[Start of Attachment]

PR #831, opened 2020-09-16
Jax eigsh cleanup

mganahl:
Clean up `jax_lanczos` in jitted_functions.py
depends in #830


tensornetwork/backends/jax/jitted_functions.py
```diff
@@ -55,83 +61,88 @@ def jax_lanczos(matvec, arguments, init, ncv, neig, landelta, reortho):
...
-
+    shape = init.shape
+    dtype = init.dtype
+    # TODO (mganahl): replace with restarted classical gram-schmidt
     def body_modified_gram_schmidt(i, vals):
       vector, krylov_vectors = vals
       v = krylov_vectors[i, :]
-      vector -= jax.numpy.vdot(v, vector) * jax.numpy.reshape(v, vector.shape)
+      vector = vector - jax.numpy.vdot(
+          v, vector, precision=precision) * v
```
alewis, line 76: Do we need the line break?

tensornetwork/backends/jax/jitted_functions.py
```diff
@@ -55,83 +61,88 @@ def jax_lanczos(matvec, arguments, init, ncv, neig, landelta, reortho):
...
+      previous_vector, krylov_vectors = jax.lax.cond(
+          reortho,
+          lambda x: jax.lax.fori_loop(1, i, body_modified_gram_schmidt, x),
+          lambda x: x, [jax.numpy.ravel(previous_vector), krylov_vectors])
+      beta = jax.numpy.linalg.norm(previous_vector)
+      normalized_vector = previous_vector / beta
+      Av = matvec(jax.lax.reshape(normalized_vector, shape), *arguments)
+      alpha = jax.numpy.vdot(normalized_vector, Av, precision=precision)
+      alphas = alphas.at[i - 1].set(alpha)
+      betas = betas.at[i].set(
```
alewis, line 92: Another line break

tensornetwork/backends/abstract_backend.py
```diff
@@ -37,6 +37,14 @@ def tensordot(self, a: Tensor, b: Tensor,
     raise NotImplementedError(
         "Backend '{}' has not implemented tensordot.".format(self.name))
 
+  def configure(self, **kwargs) -> None:  # pylint: disable=unused-argument
+    """
+    Configure the backend.
```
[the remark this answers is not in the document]
mganahl: hmm, this should actually not be here ..

tensornetwork/backends/jax/jitted_functions.py
mganahl: yapf's suggestion, can remove it

mganahl:
@alewis ping for review, thanks!

tensornetwork/backends/jax/jitted_functions.py
```diff
@@ -58,84 +62,86 @@ def jax_lanczos(matvec: Callable, arguments: List, init: jax.ShapedArray,
...
-      return [
-          res, krylov_vectors, vector_norms, diagonal_elements, matvec, args,
-          norm, threshold, i + 1, maxiteration
-      ]
+      krylov_vectors, alphas, betas, i = vals
+      previous_vector = krylov_vectors[i, :]
+
+      previous_vector, krylov_vectors = jax.lax.cond(
+          reortho,
+          lambda x: jax.lax.fori_loop(1, i, body_modified_gram_schmidt, x),
```
alewis, line 85: cond runs both branches and returns only the result dictated by the predicate, and thus using it here gives no performance benefit. Is this intended? If you want to actually stop early, I think while_loop is the way to go.

tensornetwork/backends/jax/jitted_functions.py
```diff
@@ -58,84 +62,86 @@ def jax_lanczos(matvec: Callable, arguments: List, init: jax.ShapedArray,
...
+          lambda x: x, [jax.numpy.ravel(previous_vector), krylov_vectors])
+      beta = jax.numpy.linalg.norm(previous_vector)
+      normalized_vector = previous_vector / beta
+      Av = matvec(jax.lax.reshape(normalized_vector, shape), *arguments)
+      alpha = jax.numpy.vdot(normalized_vector, Av, precision=precision)
+      alphas = alphas.at[i - 1].set(alpha)
+      betas = betas.at[i].set(beta)
+      next_vector = jax.lax.cond(
+          reortho, lambda x: Av, lambda x: jax.numpy.reshape(
```
alewis, line 94: I think this would be easier to read if the False branch were defined separately above with a def

tensornetwork/backends/jax/jitted_functions.py
```diff
@@ -58,84 +62,86 @@ def jax_lanczos(matvec: Callable, arguments: List, init: jax.ShapedArray,
...
-                                       jax.numpy.ravel(final_state))
-
-    A_tridiag = jax.numpy.diag(diags) + jax.numpy.diag(
-        norms[1:], 1) + jax.numpy.diag(jax.numpy.conj(norms[1:]), -1)
+      betas, i = vals[-2], vals[-1]
+      norm = betas[i - 1]
+      return jax.lax.cond(i <= ncv, lambda x: x[0] > x[1], lambda x: False,
+                          [norm, landelta])
+
+    numel = np.prod(shape).astype(np.int32)
```
alewis, line 110: Is this meant to be np? It's probably harmless but just checking.

tensornetwork/backends/jax/jitted_functions.py
```diff
@@ -58,84 +62,86 @@ def jax_lanczos(matvec: Callable, arguments: List, init: jax.ShapedArray,
...
+    # set betas[0] to 1.0 for initialization of loop
+    # betas[2] is set to the norm of the initial state.
+    betas = jax.numpy.zeros(ncv + 1, dtype=dtype)
+    betas = betas.at[0].set(1.0)
+    # diagonal elements of the projected linear operator
+    alphas = jax.numpy.zeros(ncv, dtype=dtype)
+    initvals = [krylov_vecs, alphas, betas, 1]
+    krylov_vecs, alphas, betas, _ = jax.lax.while_loop(cond_fun, body_lanczos,
+                                                       initvals)
+    # FIXME (mganahl): if the while_loop stopps early at iteration i, alphas
```
alewis, line 129: Another option would be to return the final iteration number to the user, who could then slice outside of Jitted code as needed.

tensornetwork/backends/jax/jitted_functions.py
```diff
@@ -58,84 +62,86 @@ def jax_lanczos(matvec: Callable, arguments: List, init: jax.ShapedArray,
...
+    # dynamic slicing with variable slice sizes, so these beta values
+    # can't be truncated. Thus, if numeig >= i - 1, jitted_lanczos returns
+    # a set of spurious eigen vectors and eigen values.
+    # If algebraically small EVs are desired, one can initialize `alphas` with
+    # large positive values, thus pushing the spurious eigenvalues further
+    # away from the desired ones (similar for algebraically large EVs)
+
+    A_tridiag = jax.numpy.diag(alphas) + jax.numpy.diag(
+        betas[2:], 1) + jax.numpy.diag(jax.numpy.conj(betas[2:]), -1)
     eigvals, U = jax.numpy.linalg.eigh(A_tridiag)
```
alewis, line 141: Might be worth flagging this for replacement with `eigh_banded` if and when Jax supports that function.

alewis (changes requested):
Looks good, either confirm the `cond` issue is as intended or change it and we're good to go imo

tensornetwork/backends/jax/jitted_functions.py
alewis: I mean it's no big deal if it's on purpose

tensornetwork/backends/jax/jitted_functions.py
mganahl: This is `cond` statements branches between doing explicit reorthogonalization of krylov vectors or not doing it, in the latter case relying on the (ill-conditioned) assumption that constructed krylov vectors are already orthogonal.

tensornetwork/backends/jax/jitted_functions.py
mganahl: yes, this needs to be `np` to run on `TPU`

tensornetwork/backends/jax/jitted_functions.py
alewis: Right, but if your goal is to save on computation in the latter case this will not achieve that. If it's merely for correctness it's fine.

tensornetwork/backends/jax/jitted_functions.py
mganahl: I added a warning. Generally yes, but I'd like to keep it for now. I finished implementing implicitly restarted lanczos in JAX, and this will become the new default anyways

tensornetwork/backends/jax/jitted_functions.py
mganahl: done

tensornetwork/backends/jax/jitted_functions.py
mganahl: done

alewis (approved):

tensornetwork/backends/jax/jitted_functions.py
mganahl: hmm, why not?

alewis: cond always executes both branches

alewis: Is this meant as an optimization? In that case it should probably be changed.

alewis: I think what you want is to use the cond as the termination condition in a while loop

mganahl: is that also true after `jit`?

alewis: Yeah I'm pretty sure. Everything gets traced inside one of those control flow thingies anyway.

mganahl: just checked, you're right. I'll fix this then

mganahl:
Hey @alewis, can you have a look at the modified cond? thanks!

tensornetwork/backends/jax/jitted_functions.py
```diff
@@ -58,84 +62,97 @@ def jax_lanczos(matvec: Callable, arguments: List, init: jax.ShapedArray,
...
-
-      return [
-          res, krylov_vectors, vector_norms, diagonal_elements, matvec, args,
-          norm, threshold, i + 1, maxiteration
-      ]
+      krylov_vectors, alphas, betas, i = vals
+      previous_vector = krylov_vectors[i, :]
+      def body_while(vals):
+        pv, kv, _ = vals
+        pv, kv = jax.lax.fori_loop(1, i, body_modified_gram_schmidt, [pv, kv])
```
alewis, line 84: I guess this is to be replaced with the blocked classical Gram-Schmidt immediately after, so looks good

alewis (approved):

PR #834, opened 2020-09-18
jittable eigs for jax

mganahl:
A thorough cleanup of ` _arnoldi_fact` and `implicitly_restarted_arnoldi_method`:
* `_arnoldi_fact`: switch to iterative classical Gram-Schmidt instead of modifed Gram Schmidt (faster)
* `implicitly_restarted_arnoldi_method`: now fully jittable
* `"LM"` sorting has been removed because it needs further testing before

The code has been considerably cleaned up, docstrings are updated, and comments added.
depends on #830, #831, #832
fixes #813

PR #832, opened 2020-09-16
iterative classical gram-schmidt in eigsh_lanczos

mganahl:
replace the modified gram-schmidt orthogonalization with an iterated classical gram schmidt (faster)
depends on #830, #831

PR #836, opened 2020-09-21
implicitly restarted lanczos method for jax backend

mganahl:
depends on #834 and #832


tensornetwork/backends/jax/jax_backend_test.py
```diff
@@ -669,6 +675,26 @@ def mv(x, H):
...
+  np.random.seed(10)
+  init = backend.randn((D,), dtype=dtype, seed=10)
+  H = backend.randn((D, D), dtype=dtype, seed=10)
+
+  def mv(x, H):
+    return jax.numpy.dot(H, x)
+
+  eta, U = backend.eigs(
+      mv, [H], init, numeig=4, num_krylov_vecs=40, maxiter=500, which=which,
+      tol=1E-5)
```
alewis, line 692: Is it ok that the tolerance is fixed independently of the dtype?

tensornetwork/backends/jax/jitted_functions.py
```diff
@@ -1,11 +1,42 @@
...
+      krylov_vectors: Matrix of krylov vectors, each row is treated as a
+        vector.
+      iterations: Number of iterations.
+    Returns:
+      jax.ShapedArray: The orthogonalized vector.
+    """
+    vec = vector
+    overlaps = 0
+    for _ in range(iterations):
+      ov = jax.numpy.dot(
```
alewis, line 31: isn't this what vdot does?

alewis (commented):
It's quite a lot of code so I may have missed something, but it looks good to me overall.

tensornetwork/backends/jax/jax_backend_test.py
mganahl: in this case they are both double precision, so its fine. For lower precision one needs to change it, but this is currently not tested.

tensornetwork/backends/jax/jitted_functions.py
mganahl: yes, thanks for catching that!

mganahl:
> It's quite a lot of code so I may have missed something, but it looks good to me overall.

Once the other PRs are in, it'll be less

tensornetwork/backends/jax/jitted_functions.py
mganahl: actually, vdot only does scalar products

tensornetwork/backends/jax/jitted_functions.py
```diff
@@ -185,19 +201,133 @@ def body_vector(i, vals):
...
+          (i >= jax.numpy.arange(Vm.shape[0]))[:, None] * Vm, precision)
+      alphas = alphas.at[i].set(overlaps[i])
+      norm = jax.numpy.linalg.norm(Av)
+      Av = jax.numpy.reshape(Av, shape)
+      # only normalize if norm is larger than threshold,
+      # otherwise return zero vector
+      Av = jax.lax.cond(norm > tol, lambda x: Av/norm, lambda x: Av * 0.0, None)
+      Vm, betas = jax.lax.cond(
+          i < num_krylov_vecs - 1,
+          lambda x: (Vm.at[i + 1, :].set(Av.ravel()), betas.at[i].set(norm)), #pylint: disable=line-too-long
```
Thenerdstation, line 309: I think you can remove this disable.

Thenerdstation (approved):

alewis (approved):

PR #837, opened 2020-09-23
Gmres default

alewis:
Changes the default num_krylov_vectors in GMRES to 20. Also refactors most of the GMRES preprocessing into abstract_backend so that it doesn't have to be repeated.


mganahl (approved):
Looks good!

PR #838, opened 2020-09-26
fixed missing edge in create_MPS

dncolomer:
The first edge created for the case where rank = 2 was not being appended to the connected_edges array


dncolomer:
@googlebot I signed it!

Thenerdstation (approved):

[End of Attachment]

Instructions for the task |
The answer must be a single number: the count of lines in the data that contain the word "zeros".

Reply |
2